The Government today published a strategies paper for the creative industry, 'Creative Britain: New Talents for the New Economy,' which signals a shift in the way the Government will approach the fostering and protecting of intellectual property - and in particular the role of ISPs in relation to copyright infringement. We've summarised some of its key provisions at the end of this post.
The paper as a whole is wide ranging and details the Government's proactive plans to foster creative talent with the aim of "enhancing the international competitive position of the UK's creative industries." The Government intends to achieve this with a two-pronged approach of:
- fostering creative growth through proposed initiatives such as creative apprenticeships and 'find your talent' and talent pathways' schemes;
- safeguarding the resulting creative content by stamping out online copyright infringement.
The Government has made it clear that it sees the current liability-free position of ISP's as a threat to this creative content.

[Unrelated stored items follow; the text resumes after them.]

PR #1797, opened 2018-03-28
Avoid creating potentially crashing service

greg0ire:
This is broken since sf 3.4.4, see https://github.com/symfony/symfony/pull/25823
One of api platforms listener depends on a file that now throws if it is
loaded and the expression language component is missing. The solution is
to avoid creating the service if the component is missing.
This fixes an error people will have even if they do not use the
access_control annotation attribute.

| Q             | A
| ------------- | ---
| Bug fix?      | yes
| New feature?  | no
| BC breaks?    | no
| Deprecations? | no
| Tests pass?   | yes
| License       | MIT


soyuka:
weird error in tests

meyerbaptiste:
@soyuka It's because of the base branch change.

It is seeking to reposition ISP's as potential guardians of this creative content instead, and has issued the ultimatum that if the ISP's fail to self-regulate adequately, the Government will step in and legislate.

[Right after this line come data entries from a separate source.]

Issue #1778, opened 2018-03-16
[Idea] Add format by resource


vincentchalamon:
Currently, default supported formats are `jsonld`, `json` & `html`. If I want to add a new format, I must add it to api_platform configuration as following:
```yaml
api_platform:
    formats:
        # ...
        pdf:
            mime_types: ['...']
```
But this format will be available for all entry-points of my API. I may want to use this format just for some entry-points.

It should be very useful to add a `format` option directly in the ApiResource annotation, which could be overriden by operation. For instance:
```php
/**
 * @ApiResource(attributes={
 *     "formats"={"jsonld", "json", "html", "csv"={"mime_types"={"text/csv"}}}
 * }, itemOperations={
 *     "put", "delete",
 *     "get"={"formats"={"jsonld", "json", "html", "pdf"={"mime_types"={"application/pdf"}}}}
 * })
 */
class Foo
```
In this example, `csv` format is available in all operations except getItem, and this one has `pdf` format. Those extra formats are only available in this ApiResource.

What do you think of this idea @api-platform/core-team?

Toflar:
I would need that too, should be pretty straight forward to add. Are you creating a PR?

vincentchalamon:
I'm looking for a time-machine to get enough time to work on it @Toflar :wink:

meyerbaptiste:
Don't waste your time looking, create the PR instead! 😄

vincentchalamon:
@Simperfit this has been released in 2.3.0 and can be closed

PR #1798, opened 2018-03-29
[RFR] Allow to specify formats per resources/operations

antograssiot:
| Q             | A
| ------------- | ---
| Bug fix?      | no
| New feature?  | yes
| BC breaks?    | no
| Deprecations? | no
| Tests pass?   | yes
| Fixed tickets | https://github.com/api-platform/core/issues/1778
| License       | MIT
| Doc PR        | 
 
As suggesting in the issue, this PR will allow to use the following:

```php 
/**
 * @ApiResource(attributes={
 *     "formats"={"jsonld", "json", "html", "csv"={"text/csv"}}
 * }, itemOperations={
 *     "put", "delete",
 *     "get"={"formats"={"jsonld", "json", "html", "pdf"={"application/pdf"}}}
 * })
 */
class Foo
```

todo:
 - [x] Create a FormatsProvider service
 - [x] Add more PHPUnit tests
 - [x] Add integration tests
 - [x] Update the swagerUi available formats
 - [x] Add `formats` fallback attributes in the @ApiResource annotation

ping @vincentchalamon, @Toflar


dunglas:
I'm for keeping only `"pdf"={"application/pdf"}`, it's expliciter

antograssiot:
ok @dunglas I'll update

antograssiot:
PR updated to only support the simplest declaration form.

antograssiot:
A smaller version I have but harder to read IMO, would be 

```php
    /**
     * Finds formats from a Resource class.
     */
    public function fromRequest(Request $request): array
    {
        if ($this->formats) {
            return $this->formats;
        }

        if (!$attributes = RequestAttributesExtractor::extractAttributes($request)) {
            $this->formats = $this->configuredFormats;

            return $this->formats;
        }

        if (!$formats = (array) $resourceMetadata->getOperationAttribute($attributes, 'formats', [], true)) {
            $this->formats = $this->configuredFormats;

            return $this->formats;
        }

        $this->populateFormats($formats);

        return $this->formats;
    }

    /**
     * Filter and populate the acceptable formats
     */
    private function populateFormats(array $annotationFormats)
    {
        $resourceFormats = [];
        foreach ($annotationFormats as $format => $value) {
            if (!is_numeric($format) && !\is_array($value)) {
                throw new InvalidArgumentException(sprintf("Mime type for format '%s' must be declared as an array.", $format));
            } elseif (is_numeric($format)) {
                if (array_key_exists($value, $this->configuredFormats)) {
                    $resourceFormats[$value] = $this->configuredFormats[$value];
                    continue;
                }
                throw new InvalidArgumentException(sprintf("You either need to add the format '%s' to your project configuration or declare a mime type for it in your annotation.", $value));
            }

            $resourceFormats[$format] = $value;
        }

        $this->formats = $resourceFormats;
    }
```
let me know...

src/Api/FormatsProvider.php
```diff
@@ -0,0 +1,87 @@
...
+ *
+ * @author Anthony GRASSIOT <antograssiot@free.fr>
+ */
+final class FormatsProvider implements FormatsProviderInterface
+{
+    private $configuredFormats;
+    private $formats;
+    private $resourceMetadataFactory;
+
+    public function __construct(ResourceMetadataFactoryInterface $resourceMetadataFactory, array $formats)
```
dunglas: I suggest to renamed `formats` in `configuredFormats`, it will be mor explicit

src/Api/FormatsProvider.php
```diff
@@ -0,0 +1,87 @@
...
+        $this->configuredFormats = $formats;
+        $this->formats = [];
+    }
+
+    /**
+     * Finds formats from a Resource class.
+     */
+    public function fromRequest(Request $request): array
+    {
+        if ($this->formats) {
```
dunglas: It looks buggy: if a different format can be configured per resource, then you must test for `$this->formats[$resourceClass]` or the bad formats will be returned (for instance the ones of the previously requested resource class).

antograssiot: I'm not storing key/values just the format for one operation right now

antograssiot:
Ok I'll think about your comment @dunglas. I'm the impression that you expect this service to register all acceptables format per resource, but as the format could be defined at the operation level, that seems a bit weird to me.
I could still remove the request and only use attributes, that's what I've been starting with but when I saw the number of places where attributes were not already presents/extracted, I decided to it in a single point in the service, ok to change back if you prefer. I'll work on that next week

Toflar:
Sorry for coming late to the party and thanks for pinging me @antograssiot. I'm +1 on the fact that it should go into its own service and become part of the resource metadata rather than the request as @dunglas stated. Even if you allow to specify the formats on operation level, it is still resource meta data that can have different sources, not only annotations.

antograssiot:
@dunglas it has been updated and doesn't rely on the SF `Request` but only on attributes.

antograssiot:
@Toflar it already leverages the `getOperationAttribute()` method from the resource metadata so already doesn't rely on annotation only but would work with Yaml or XML like every other attributes. Did I missed something ?

src/Api/FormatsProvider.php
```diff
@@ -0,0 +1,75 @@
...
+final class FormatsProvider implements FormatsProviderInterface
+{
+    private $configuredFormats;
+    private $formats;
+    private $resourceMetadataFactory;
+
+    public function __construct(ResourceMetadataFactoryInterface $resourceMetadataFactory, array $formats)
+    {
+        $this->resourceMetadataFactory = $resourceMetadataFactory;
+        $this->configuredFormats = $formats;
```
Toflar: Could you also rename `$formats` to `$configuredFormats` to be consistent here?

src/Api/FormatsProvider.php
```diff
@@ -0,0 +1,75 @@
...
+        $this->formats = [];
+    }
+
+    /**
+     * Finds formats from a Resource class.
+     */
+    public function getFormatsFromAttributes(array $attributes): array
```
Toflar: Not sure if I like this concept here. I mean it's a matter of how we want it to work. Right now the specified formats on the resource would **override** the generally configured formats. But if I think about it, the generally configured formats are **general**. So what I expect this annotation to do is to configure **additional** formats for this specific resource. So imho it should **merge** the configured formats with the ones defined on the resource. I understand that it can be a use case to say everything should be available in `json` **except** for this one resource so maybe how it behaves should be a configuration option too?

src/EventListener/AddFormatListener.php
```diff
@@ -29,11 +31,13 @@
...
     private $formats;
     private $mimeTypes;
+    private $formatsProvider;
 
-    public function __construct(Negotiator $negotiator, array $formats)
+    public function __construct(Negotiator $negotiator, array $formats, FormatsProviderInterface $formatsProvider = null)
     {
         $this->negotiator = $negotiator;
         $this->formats = $formats;
+        $this->formatsProvider = $formatsProvider;
```
Toflar: You could remove the typehint and do something like this:

```php
public function __construct(Negotiator $negotiator, $formatProvider)
{
    // BC
    if (\is_array($formatProvider)) {
        // deprecated notice but set anyway
        return;
    }
    if (!$formatProvider instanceof FormatsProviderInterface) {
        // throw new \InvalidArgumentException......
    }
}
```

src/EventListener/AddFormatListener.php
```diff
@@ -51,6 +55,10 @@ public function onKernelRequest(GetResponseEvent $event)
             return;
         }
 
+        if (null !== $this->formatsProvider) {
```
Toflar: Would need a comment to be removed once BC is removed for Version 3.

src/EventListener/DeserializeListener.php
```diff
@@ -31,12 +32,14 @@
     private $serializer;
     private $serializerContextBuilder;
     private $formats;
+    private $formatsProvider;
 
-    public function __construct(SerializerInterface $serializer, SerializerContextBuilderInterface $serializerContextBuilder, array $formats)
+    public function __construct(SerializerInterface $serializer, SerializerContextBuilderInterface $serializerContextBuilder, array $formats, FormatsProviderInterface $formatsProvider = null)
```
Toflar: Same here with the constructor. I just want to omit we add another 5 arguments to the constructor because it makes migration from 2 to 3 harder.

src/Annotation/ApiResource.php
```diff
@@ -129,6 +130,13 @@
      */
     private $forceEager;
 
+    /**
+     * @see https://github.com/Haehnchen/idea-php-annotation-plugin/issues/112
```
Toflar: In my PR (https://github.com/api-platform/core/pull/1685) it was mentioned that the core team does not want to add more root annotation configuration values but instead put it into `attributes`. Just saying that this may need to be modified but I let @dunglas decide on this. I don't remember the exact reason for this anymore because I actually like when things are specific 😄

antograssiot: this just follows https://github.com/api-platform/core/pull/1788, nothing more

src/Api/FormatsProvider.php
antograssiot: That's indeed one of the concerns I have too. it could be painful if you add a general format, you'll then need to update all annotation.

Toflar: Yeah for me the general ones are the ones that should be available for **all** endpoints. So merging seems more appropriate to me.

src/Api/FormatsProvider.php
```diff
@@ -0,0 +1,75 @@
...
+    {
+        if (!$attributes) {
+            return $this->configuredFormats;
+        }
+
+        $resourceMetadata = $this->resourceMetadataFactory->create($attributes['resource_class']);
+
+        if (!$formats = (array) $resourceMetadata->getOperationAttribute($attributes, 'formats', [], true)) {
```
meyerbaptiste: About `(array)`, is there a way to get something different from an array?

src/Api/FormatsProvider.php
```diff
@@ -0,0 +1,75 @@
...
+    /**
+     * Finds formats from a Resource class.
+     */
+    public function getFormatsFromAttributes(array $attributes): array
+    {
+        if (!$attributes) {
+            return $this->configuredFormats;
+        }
+
+        $resourceMetadata = $this->resourceMetadataFactory->create($attributes['resource_class']);
```
meyerbaptiste: What if `resource_class` is not set?

src/Api/FormatsProvider.php
meyerbaptiste: I like the idea to override the default formats, it's pretty useful (at the operation level) I think. IMHO, If we merge the configured formats, we also have to find a way to be able to completely override the default formats.

Toflar: Yeah, thinking about `additionalFormats` and `formats`. The first just adds and the other overrides and you're done.

src/Api/FormatsProvider.php
antograssiot: Yes I guess by using `"formats"="json"` instead of `"formats"={"json"}`

src/Api/FormatsProvider.php
antograssiot: ok let's try to get this merged with `formats` only and I'll add `additionalFormats` in a following PR if @api-platform/core-team agrees. That will be pretty easy anyway

src/Api/FormatsProvider.php
```diff
@@ -0,0 +1,75 @@
...
+        foreach ($annotationFormats as $format => $value) {
+            if (!is_numeric($format)) {
+                $resourceFormats[$format] = (array) $value;
+                continue;
+            } elseif (array_key_exists($value, $this->configuredFormats)) {
+                $resourceFormats[$value] = $this->configuredFormats[$value];
+                continue;
+            }
+
+            throw new InvalidArgumentException(sprintf("You either need to add the format '%s' to your project configuration or declare a mime type for it in your annotation.", $value));
```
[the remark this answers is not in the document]
antograssiot: done

src/Api/FormatsProvider.php
vincentchalamon: But as the key is plural, the user could easily understand it expects an array. Otherwise if the value is not an array, maybe throw an exception? WDYT @meyerbaptiste?

src/Api/FormatsProvider.php
```diff
@@ -0,0 +1,76 @@
...
+     */
+    private function getOperationFormats(array $annotationFormats): array
+    {
+        $resourceFormats = [];
+        foreach ($annotationFormats as $format => $value) {
+            if (!is_numeric($format)) {
+                $resourceFormats[$format] = (array) $value;
+                continue;
+            }
+            if (array_key_exists($value, $this->configuredFormats)) {
```
vincentchalamon: According to the main feature of this PR, `$value` could be an array (`"formats"={"json", "pdf"={"application/pdf"}}`). The method `array_key_exists` does not allow an array for the first property, and PHP will throw a warning:
array_key_exists

src/Api/FormatsProvider.php
antograssiot: I can if you all prefer, it was almost costless

src/Documentation/Action/DocumentationAction.php
```diff
@@ -47,6 +67,12 @@ public function __invoke(Request $request = null): Documentation
                 $context['api_gateway'] = true;
             }
             $request->attributes->set('_api_normalization_context', $request->attributes->get('_api_normalization_context', []) + $context);
+
+            $attributes = RequestAttributesExtractor::extractAttributes($request);
+        }
+        // BC check to be removed in 3.0
+        if (null !== $this->formatsProvider) {
+            $this->formats = $this->formatsProvider->getFormatsFromAttributes($attributes ?? []);
```
vincentchalamon: There is no need to declare `$attributes` (line 71) out of this `if`, it could be:
```php
$this->formats = $this->formatsProvider->getFormatsFromAttributes(RequestAttributesExtractor::extractAttributes($request));
```

src/Api/FormatsProvider.php
vincentchalamon: The `if` statement may return false if the first argument of `array_key_exists` isn't numeric or a string. I recommend you to check `$value` type before calling `array_key_exists`

antograssiot: Indeed @vincentchalamon, I failled to see that, thanks for your time and explanation, I've added the check and a new exception message, I'm not found on the wording though, you might have a better idea...

src/Bridge/Symfony/Bundle/Action/SwaggerUiAction.php
```diff
@@ -66,10 +72,30 @@ public function __construct(ResourceNameCollectionFactoryInterface $resourceName
         $this->oauthTokenUrl = $oauthTokenUrl;
         $this->oauthAuthorizationUrl = $oauthAuthorizationUrl;
         $this->oauthScopes = $oauthScopes;
+
+        if (\is_array($formatsProvider)) {
+            if ($formatsProvider) {
+                // Only trigger notification for non-default argument
+                @trigger_error('Using an array as formats provider is deprecated since API Platform 2.3 and will not be possible anymore in API Platform 3', E_USER_DEPRECATED);
```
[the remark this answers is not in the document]
antograssiot: is this about the `3` versus `3.0` ?
All other places are using this sentence @Simperfit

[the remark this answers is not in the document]
antograssiot: the only exception seems to be the AbstractFilter ... but I can update of course if necessary

src/Api/FormatsProvider.php
```diff
@@ -0,0 +1,83 @@
...
+        }
+
+        $resourceMetadata = $this->resourceMetadataFactory->create($attributes['resource_class']);
+
+        if (!$formats = $resourceMetadata->getOperationAttribute($attributes, 'formats', [], true)) {
+            return $this->configuredFormats;
+        }
+
+        if (!\is_array($formats)) {
+            throw new InvalidArgumentException(sprintf("The 'formats' attributes must be an array, %s given for resource class '%s'.", gettype($formats), $attributes['resource_class']));
```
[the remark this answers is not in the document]
antograssiot: done

src/Bridge/Symfony/Bundle/Action/SwaggerUiAction.php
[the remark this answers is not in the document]
Simperfit: I think to be coherent it's better to update the AbstractFilter ;). let it like this

antograssiot:
I'm not sure why circle-ci would try to test the code on PHP5.6 🤔 ...
@teohhanhui is it because of https://github.com/api-platform/core/pull/1888 and 2.2 not being merged in master yet ?

soyuka:
try to force push

antograssiot:
I've rebased and updated with the last fixer rules. Anything else to be done on this one ?

src/Bridge/Symfony/Bundle/Resources/config/swagger.xml
```diff
@@ -58,7 +58,7 @@
             <argument>%api_platform.title%</argument>
             <argument>%api_platform.description%</argument>
             <argument>%api_platform.version%</argument>
-            <argument>%api_platform.formats%</argument>
+            <argument type="service" id="api_platform.formats_provider"/>
```
dunglas: missing space before `/>`

antograssiot: updated 👍

dunglas:
Thanks!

Culture Secretary, Andy Burnham, has stated that "the Government has no burning desire to legislate" but that the paper signals a "change of tone from the Government." In other words, the Government is happy for ISP's to agree industry self-regulatory measures but this must be done sooner rather than later, and must be effective enough to obviate the need for legislation. If not, the Government is likely to include provisions for ISP's assuming greater responsibility in the anti-piracy legislation which is proposed for consultation in Spring 2008 and implementation in April 2009.
Commitment 15 of the paper clearly sets out the Government's stance:
"We will consult on legislation that would require internet service providers and rights holders to co-operate in taking action on illegal file sharing - with a view to implementing legislation by April 2009.The Government recognises the value of the current discussions between internet service providers (ISPs) and rights-holders; we would encourage the adoption of voluntary or commercial agreements between the ISPs and all relevant sectors. While a voluntary industry agreement remains our preferred option, we have made clear that we will not hesitate to legislate in this area if required. To that end, we will consult on the form and content of regulatory arrangements in 2008 with a view to implementing legislation by April 2009."
As we have noted in previous posts, the question of whether ISPs should assume greater responsibility for the content they provide raises complex issues concerning potentially conflicting legislation, such as data protection laws (see Promusicae v Telefonica), and technological measures, such as filtering technology (see SABAM v Scarlet). But the bottom line is that data protection law will not be an insuperable barrier to ISP's taking greater responsibility for carrying or hosting infringing content.
It looks like, one way or another, the debate over ISP liability will be resolved by the end of next year.
Meanwhile, back to a summary of the key provisions of the Government's action plan for a more 'Creative Britain', which include:
- 5,000 apprenticeships to help people from all backgrounds make the most of their creative skills (the Government is looking to trial wage subsidies for small employers and financial incentives for larger employers)
- an annual event - the World Creative Business Conference - to bring together world leaders in the creative and financial sectors
- the development of 5 new 'Centres of Excellence' in creative skills
- exploring the creation of a 14-25 academic hub for the creative industries to bring schools, art colleges and universities together.